Hi I am just wondering is it possible to stay in canada once my Bunac visa expires on a tourist visa. Or do I need to return to the UK as soon as my visa ends?


----------



## Auld Yin (Mar 10, 2009)

laurieflynn said:


> Hi I am just wondering is it possible to stay in canada once my Bunac visa expires on a tourist visa. Or do I need to return to the UK as soon as my visa ends?


You can stay as a visitor for 6 months but you will not be allowed to work.


----------



## laurieflynn (Jul 21, 2009)

Auld Yin said:


> You can stay as a visitor for 6 months but you will not be allowed to work.

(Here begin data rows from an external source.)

Issue #8309, opened 2024-04-04
[Task]: Fix async claimed error in activities generation


marc2332:
![image](https://github.com/iotaledger/firefly/assets/38158676/fd69bf06-fcbc-4e66-91c8-3417bf755844)

PR #8317, opened 2024-04-04
fix: Properly send metadata feature in Send Flow

marc2332:
Closes https://github.com/iotaledger/firefly/issues/8309


cpl121 (approved):
Works! 🚀 
Captura de pantalla de 2024-04-04 23-33-02

cpl121:
> Do we really want to support multiple metadata keys?
Yes, I think that makes sense. Other platforms can create multiple metadata entries and we should show it
@marc2332

marc2332:
> > Do we really want to support multiple metadata keys?
> 
> Yes, I think that makes sense. Other platforms can create multiple metadata entries and we should show it @marc2332

Alright, I have unlinked the task so it can be addressed in the future.

evavirseda (approved):
nice job :raised_hands:

Issue #8326, opened 2024-04-05
[Task]: Fix `Wallet was destroyed` crash


begonaalvarezd:
### Task description

When I leave firefly open for a while without doing anything, i usually stumble upon this bug. Now it happened to me when I tried to delete a profile
![image](https://github.com/iotaledger/firefly/assets/3624944/a0a2e6f7-61f7-4623-8bb3-0197b5669bf0)

PR #8338, opened 2024-04-09
fix: Prevent wallet destroyed error

marc2332:
~Depends on https://github.com/iotaledger/firefly/pull/8401~
Closes https://github.com/iotaledger/firefly/issues/8326


packages/shared/lib/core/wallet/actions/getClient.ts
```diff
@@ -2,7 +2,11 @@ import { Client } from '@iota/sdk/out/client'
 import { selectedWalletId } from '@core/wallet/stores'
 import { api } from '@core/api'
 import { get } from 'svelte/store'
+import { getWalletById } from '../../profile'
 
 export function getClient(walletId: string = get(selectedWalletId)): Promise<Client> {
-    return api.getClientFromWallet(walletId)
+    const wallet = getWalletById(walletId)
```
evavirseda, line 8: just curious, but i don't understand why we need to check `wallet` :thinking:  :pray:

packages/shared/lib/core/wallet/actions/syncBalance.ts
```diff
@@ -7,15 +7,17 @@ import { OutputData } from '@iota/sdk/out/types'
...
-    if (syncCongestion) {
-        const wallet = getWalletById(walletId)
-        accountOutputs = wallet?.accountOutputs ?? []
-    }
-    const totalBalance: IBalance = await getTotalWalletBalance(walletId, accountOutputs)
-    if (get(selectedWalletId) === walletId) {
-        updateSelectedWallet({ balances: totalBalance })
-    } else {
-        updateActiveWallet(walletId, { balances: totalBalance })
+    const wallet = getWalletById(walletId)
```
evavirseda, line 10: same in here :pray:

packages/shared/lib/core/wallet/actions/getClient.ts
marc2332: Just to prevent any race condition between the destruction of the wallet and any background polling that we have on firefly, it's just in case.

evavirseda (approved):
LGTM!

cpl121 (approved):
I can't reproduce the error in the base branch, but the code seems fine to me to avoid race conditions

PR #8439, opened 2024-04-24
fix: Always remove active profile on logout

marc2332:
Closes https://github.com/iotaledger/firefly/issues/8429


evavirseda (approved):
:rocket:

cpl121 (approved):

Thanks Auld yin, do I need to return to Uk then fly back out to activate my tourist visa or can I simply continue it on from the end of my bunac visa. I am just looking to stay an extra 7 weeks, as my girlfriend visa ends 2 months after mine.


----------



## Auld Yin (Mar 10, 2009)

laurieflynn said:


> Thanks Auld yin, do I need to return to Uk then fly back out to activate my tourist visa or can I simply continue it on from the end of my bunac visa. I am just looking to stay an extra 7 weeks, as my girlfriend visa ends 2 months after mine.


No, you probably would be best to cross over into USA then re-enter Canada requesting a vacation visa.


----------